◆ RECORDED INFORMATION ◆

PR #391, opened 2019-06-22
fix(all pipe): reduce schema validation error reporting

### LINKED ISSUE #92: Schema validation - disable for now
The schema validation is a really annoying feature : for every single new non-handled case, the rendering the broken.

◆ WHAT THE EXERCISE ASKS ◆
The answer is all of the material, repeated exactly.

◆ COMPLETED EXERCISE ◆
PR #391, opened 2019-06-22
fix(all pipe): reduce schema validation error reporting

### LINKED ISSUE #92: Schema validation - disable for now
The schema validation is a really annoying feature : for every single new non-handled case, the rendering the broken.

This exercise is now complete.